Paga la bancarotta fraudolenta chi amministra

del 19/04/2013
di: di Cinzia De Stefanis
Paga la bancarotta fraudolenta chi amministra
Se i documenti societari e fiscali sono carenti a rispondere del reato di «bancarotta fraudolenta documentale» è l'amministratore unico della società. L'elemento soggettivo del reato è il dolo generico, rappresentato dalla consapevolezza dell'agente che la tenuta dei libri e delle scritture contabili renderà o potrà rendere impossibile la ricostruzione delle vicende patrimoniali della società fallita. È non è giustificabile la posizione dell'amministratore che chiama in causa il professionista esterno a cui è affidata la tenuta della contabilità. Questo perché l'amministratore ha il dovere di garantire che la documentazione contabile e societaria sia a posto. Questo assunto vale ancor di più quando vi è il sospetto che l'amministratore abbia voluto rendere impossibile la ricostruzione delle vicende patrimoniali della società dichiarata fallita. Questo è quanto contenuto nella sentenza del 5 aprile 2013 n. 15837 della Corte di cassazione. Gli Ermellini sostengono che non regge la tesi portata avanti dall'amministratore in questa vicenda e cioè che sia trattato di mera superficialità nel controllo della documentazione societaria. Questo perché le mancanze documentali non sono minime. Mancano, ad esempio, le fatture emesse e ricevute e tutti i documenti di prima nota. Ed inoltre tale dato è aggravato dal fatto che la predisposizione dei documenti sono stati ritenuti inattendibili anche dal curatore, essendo presumibile che i dati fossero stati trascritti secondo le indicazioni e i documenti forniti dall'amministratore della società. Del resto ricordano i giudici la ricostruzione nel ricorso della condotta tenuta dall'amministratore come relativa soltanto agli ultimi mesi prima della dichiarazione di fallimento, è assai riduttiva a fronte della mancata consegna di documenti ben più risalenti, quali le schede di mastro nonché di tutte le fatture emesse e ricevute e di tutti i documenti di prima nota, con conseguente infondatezza dell'assunto del ricorrente secondo cui il suo comportamento sarebbe stato meramente omissivo.
vota  
SULLO STESSO ARGOMENTO
La confisca antimafia si applica anche all'evasione

del 01/02/2013

La confisca prevista dal Codice antimafia si applica anche al patrimonio accumulato grazie all'evasi...

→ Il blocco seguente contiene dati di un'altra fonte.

Issue #8256, opened 2021-03-15
zero-length sentinel-terminated array missing sentinel when followed by another variable?


ehaas:
Zig version: 0.8.0-dev.1480+0509131e2
Built from source commit 48efa3bcb678ac2f869554b4c5383f865ad73a33
Platform: macOS 11.2 Big Sur

Ran into this while trying to develop a fix for #8215 (translating e.g. `const char x[] = ""`)

```zig
const std = @import("std");
pub export fn main() void {
    var empty: [0:0]u8 = [0:0]u8{};
    std.debug.assert(empty[0] == 0);
    var abc: [3:0]u8 = [3:0]u8{'a', 'b', 'c'};
}
```

```
➜  ./sentinel_bug
thread 18012281 panic: reached unreachable code
/Users/ehaas/source/zig/build/lib/zig/std/debug.zig:223:14: 0x101ed9de8 in std.debug.assert (sentinel_bug)
    if (!ok) unreachable; // assertion failure
             ^
/Users/ehaas/bugs/sentinel_bug.zig:4:21: 0x101eda894 in main (sentinel_bug)
    std.debug.assert(empty[0] == 0);
                    ^
???:?:?: 0x7fff205aa620 in ??? (???)
???:?:?: 0x0 in ??? (???)
[1]    54770 abort      ./sentinel_bug
```

Removing `abc` or even changing it to be length 2 results in the assert not failing, e.g. this code runs fine:

```zig
const std = @import("std");
pub export fn main() void {
    var empty: [0:0]u8 = [0:0]u8{};
    std.debug.assert(empty[0] == 0);
    var abc: [2:0]u8 = [2:0]u8{'a', 'b'};
}
```

mikdusan:
<details>
<summary>ok1.zig</summary>

```zig
const std = @import("std");
pub export fn main() void {
    var empty: [0:0]u8 = [0:0]u8{};
    std.debug.assert(empty[0] == 0);
    var abc: [3:0]u8 = [3:0]u8{'a', 'b', 'c'};
    _ = abc;
}
```
</details>

```sh
$ zig version
0.11.0-dev.1026+4172c2916

$ zig run ok1.zig
# no stdout/stderr (good)
```

PR #8264, opened 2021-03-16
translate-c: Use [N:0] arrays when initializer is a string literal

### LINKED ISSUE #8215: @cImport of string literal does not provide sentinel array
This is an extension of a question I asked on the [mailing list](https://lists.sr.ht/~andrewrk/ziglang/%3CYEpRAzVCqVbmFVRT%40gpanders.com%3E).

When `@cImport`ing header files that define string literals, Zig does not import these as type `[N:0]u8` (where N is the length of the string) but rather as `[N+1]u8` (where the +1 is from the null sentinel value).

Here's an example:

**config.h**:
```c
const char OPTION_FOO[] = "some value";
```

**test.zig**:
```zig
test {
    const config = @cImport(@cInclude("config.h"));
    const foo: []const u8 = config.OPTION_FOO;
}
```

Running

```bash
zig test -lc -I. test.zig
```

results in

```
./test.zig:3:35: error: expected type '[]const u8', found '[11]u8'
    const foo: []const u8 = config.OPTION_FOO;
```

This also precludes you from using e.g. `std.mem.span`:

```zig
test {
    const std = @import("std");
    const config = @cImport(@cInclude("config.h"));
    const foo = std.mem.span(config.OPTION_FOO);
}
```

results in

```
/usr/local/lib/zig/std/mem.zig:546:17: error: invalid type given to std.mem.Span
```

`@cImport` used to import C string literals as type `[*c]const u8`, which *could* be passed to `std.mem.span` to obtain a `[]const u8` string in Zig, but this no longer works. This seems to have been changed in https://github.com/ziglang/zig/pull/7849.

My question is two-fold:

1. Is it intended behavior for C string literals to be imported with type `[N+1]u8` rather than `[*c]const u8` or `[N:0]u8`? To be frank, I think this is quite confusing and a potential footgun, as now the sentinel value has to be manually cleaned up/handled in Zig code instead of `@cImport` simply "doing the right thing".
2. Regardless of the answer to (1), what is the method for converting a C string literal defined as in the above case into a sentinel-less Zig string? As I pointed out above,`std.mem.span` does not work. Providing a pointer to the array also does not work as expected (e.g. `&config.OPTION_FOO` results in `*[11]u8` which *can* be coerced to `[]const u8` with a value of `"some value\0"`)

Thanks!

ehaas:
Translate arrays as [N:0] when initialized by a string literal, when possible.
This preserves a bit more of the type information from the original C program.

Fixes #8215

### DIFF
--- a/src/translate_c.zig
+++ b/src/translate_c.zig
@@ -1832,9 +1832,9 @@ fn transStringLiteralInitializer(
     const init_node = if (num_inits > 0) blk: {
         if (is_narrow) {
             // "string literal"[0..num_inits].*
-            const lit_node = try transNarrowStringLiteral(c, scope, stmt, .used);
-            const sliced = try Tag.string_slice.create(c.arena, .{ .string = lit_node, .end = num_inits });
-            break :blk try Tag.deref.create(c.arena, sliced);
+            var str = try transNarrowStringLiteral(c, scope, stmt, .used);
+            if (str_length != array_size) str = try Tag.string_slice.create(c.arena, .{ .string = str, .end = num_inits });
+            break :blk try Tag.deref.create(c.arena, str);
         } else {
             const init_list = try c.arena.alloc(Node, num_inits);
             var i: c_uint = 0;
--- a/src/translate_c.zig
+++ b/src/translate_c.zig
@@ -636,7 +636,7 @@ fn visitVarDecl(c: *Context, var_decl: *const clang.VarDecl, mangled_name: ?[]co
     if (has_init) trans_init: {
         if (decl_init) |expr| {
             const node_or_error = if (expr.getStmtClass() == .StringLiteralClass)
-                transStringLiteralAsArray(c, scope, @ptrCast(*const clang.StringLiteral, expr), zigArraySize(c, type_node) catch 0)
+                transStringLiteralInitializer(c, scope, @ptrCast(*const clang.StringLiteral, expr), type_node)
             else
                 transExprCoercing(c, scope, expr, .used);
             init_node = node_or_error catch |err| switch (err) {
@@ -1412,7 +1412,7 @@ fn transDeclStmtOne(
 
             var init_node = if (decl_init) |expr|
                 if (expr.getStmtClass() == .StringLiteralClass)
-                    try transStringLiteralAsArray(c, scope, @ptrCast(*const clang.StringLiteral, expr), try zigArraySize(c, type_node))
+                    try transStringLiteralInitializer(c, scope, @ptrCast(*const clang.StringLiteral, expr), type_node)
                 else
                     try transExprCoercing(c, scope, expr, .used)
             else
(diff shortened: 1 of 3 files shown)


ehaas:
Marking this as draft for 2 reasons:

1. I believe #8256 is blocking it; since there seems to be a bug with [0:0]T arrays. This could also be worked around by translating zero-length arrays as just [0]T
2. For constant-size arrays, I am translating them as [N-1:0] *if* they are initialized with a string literal and the string literal is smaller than the declared array size. e.g. `const char[5] = "foo";` becomes `var foo: [4:0]u8 = [4:0]u8{'f', 'o', 'o', 0,};`. Should we just keep these as [N]T arrays instead?

SpexGuy:
Re: 2, I think it makes more sense to generate a raw array.  If `str: [N:0]u8` is coerced to a slice with `ref: [:0]const u8 = &str`, the resulting slice will have a length of N, which is probably not what was wanted.  Better to require the user to call `spanZ` to coerce to a null terminated slice.  The default values can be generated as `"foo".* ++ [_]u8{0} ** extra`.

ehaas:
`"foo".* ++ [_]u8{0} ** extra` is really slick! That will make the generated code look much nicer. Will look into adding that tomorrow.

src/translate_c/ast.zig
```diff
@@ -176,6 +178,7 @@ pub const Node = extern union {
         c_pointer,
         single_pointer,
         array_type,
+        null_sentinel_array_type,
```
ehaas, line 181: I'm thinking maybe it would be better to add a `null_sentinel` boolean to `Payload.Array` instead of introducing a new ast node type here? It would let me remove some ugly if statements and helper functions from `translate_c.zig`

src/translate_c/ast.zig
```diff
@@ -335,13 +338,15 @@ pub const Node = extern union {
                 .block => Payload.Block,
                 .c_pointer, .single_pointer => Payload.Pointer,
                 .array_type => Payload.Array,
+                .null_sentinel_array_type => Payload.NullSentinelArray,
```
Vexu, line 341: Just use `Payload.Array` for this.

ehaas: Ok - just to be clear - you're thinking I should add a `null_sentinel` boolean to `Payload.Array`, right?

ehaas: Nevermind, I see what you're saying...I can just handle it in `renderNode`

src/translate_c.zig
```diff
@@ -1787,52 +1796,74 @@ fn transStringLiteral(
...
+
+    if (array_size == 0) return Tag.empty_array.create(c.arena, elem_type);
+
+    const num_inits = math.min(str_length, array_size);
+    const init_node = if (num_inits > 0) blk: {
+        if (is_narrow) {
+            // "string literal"[0..num_inits].*
+            const lit_node = try transNarrowStringLiteral(c, scope, stmt, .used);
+            const sliced = try Tag.string_slice.create(c.arena, .{ .string = lit_node, .end = num_inits });
+            break :blk try Tag.deref.create(c.arena, sliced);
```
Vexu, line 1837:
```suggestion
            var str = try transNarrowStringLiteral(c, scope, stmt, .used);
            if (str_length != array_size) str = try Tag.string_slice.create(c.arena, .{ .string = str, .end = num_inits });
            break :blk try Tag.deref.create(c.arena, str);
```
Looks like we should be able to avoid the slice most of the time.

src/translate_c/ast.zig
Vexu: Sorry for the confusing review, I accidentally added this as a single comment instead of starting a review.

ehaas: No worries, I made the requested changes as separate commits. Once you're happy with it I can squash everything into a single commit if you want.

L'antiriciclaggio alza il tiro e coinvolge l'evasione

del 06/02/2013

Il contrasto al riciclaggio Ue stringe anche sull'evasione fiscale. Nella nuova direttiva antiricicl...

Elusivi i finanziamenti ai soci nel paradiso fiscale

del 12/02/2013

È elusione fiscale il finanziamento al socio residente in un paradiso fiscale se la società contribu...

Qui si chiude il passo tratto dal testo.